● DATA TO EXAMINE

PR #240, opened 2020-02-13
Fix HttpHeader serialization when obfuscation is enabled

technoir42:
## :page_facing_up: Context
I get this exception in `HttpTransaction.setRequestHeaders` when DexGuard is enabled:
```
java.lang.IllegalArgumentException: class o.bwy declares multiple JSON fields named ι
```

Mapping:
```
com.chuckerteam.chucker.api.internal.data.entity.HttpHeader -> o.bwy:
    java.lang.String name -> ι
    java.lang.String value -> Ι
```

## :pencil: Changes
Annotated fields in `HttpHeader` with `@SerializedName` so that Gson would know how to serialize that class when it's obfuscated.

### DIFF
--- a/library/src/main/java/com/chuckerteam/chucker/internal/data/entity/HttpHeader.kt
+++ b/library/src/main/java/com/chuckerteam/chucker/internal/data/entity/HttpHeader.kt
@@ -1,3 +1,8 @@
 package com.chuckerteam.chucker.internal.data.entity
 
-internal data class HttpHeader(val name: String, val value: String)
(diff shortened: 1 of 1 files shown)


vbuberen:
I believe that we should consider annotating not this model only.

vbuberen:
Nevermind - other entities are annotated in Room with `columnName`, so there should be no problems.

cortinico:
> Nevermind - other entities are annotated in Room with `columnName`, so there should be no problems.

Also `HttpHeader` is the only class we actually serialize using GSON

PR #245, opened 2020-02-19
Add Action to validate the Gradle Wrapper

cortinico:
Let's add a simple GH action to validate the Gradle Wrapper just to play on the safe side.


vbuberen:
Awesome action. LGTM 🚢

● ASSIGNMENT
Transcribe the material exactly, so that no line is lost or altered.

● REPLY TO THE EXERCISE
PR #240, opened 2020-02-13
Fix HttpHeader serialization when obfuscation is enabled

technoir42:
## :page_facing_up: Context
I get this exception in `HttpTransaction.setRequestHeaders` when DexGuard is enabled:
```
java.lang.IllegalArgumentException: class o.bwy declares multiple JSON fields named ι
```

Mapping:
```
com.chuckerteam.chucker.api.internal.data.entity.HttpHeader -> o.bwy:
    java.lang.String name -> ι
    java.lang.String value -> Ι
```

## :pencil: Changes
Annotated fields in `HttpHeader` with `@SerializedName` so that Gson would know how to serialize that class when it's obfuscated.

### DIFF
--- a/library/src/main/java/com/chuckerteam/chucker/internal/data/entity/HttpHeader.kt
+++ b/library/src/main/java/com/chuckerteam/chucker/internal/data/entity/HttpHeader.kt
@@ -1,3 +1,8 @@
 package com.chuckerteam.chucker.internal.data.entity
 
-internal data class HttpHeader(val name: String, val value: String)
(diff shortened: 1 of 1 files shown)


vbuberen:
I believe that we should consider annotating not this model only.

vbuberen:
Nevermind - other entities are annotated in Room with `columnName`, so there should be no problems.

cortinico:
> Nevermind - other entities are annotated in Room with `columnName`, so there should be no problems.

Also `HttpHeader` is the only class we actually serialize using GSON

PR #245, opened 2020-02-19
Add Action to validate the Gradle Wrapper

cortinico:
Let's add a simple GH action to validate the Gradle Wrapper just to play on the safe side.


vbuberen:
Awesome action. LGTM 🚢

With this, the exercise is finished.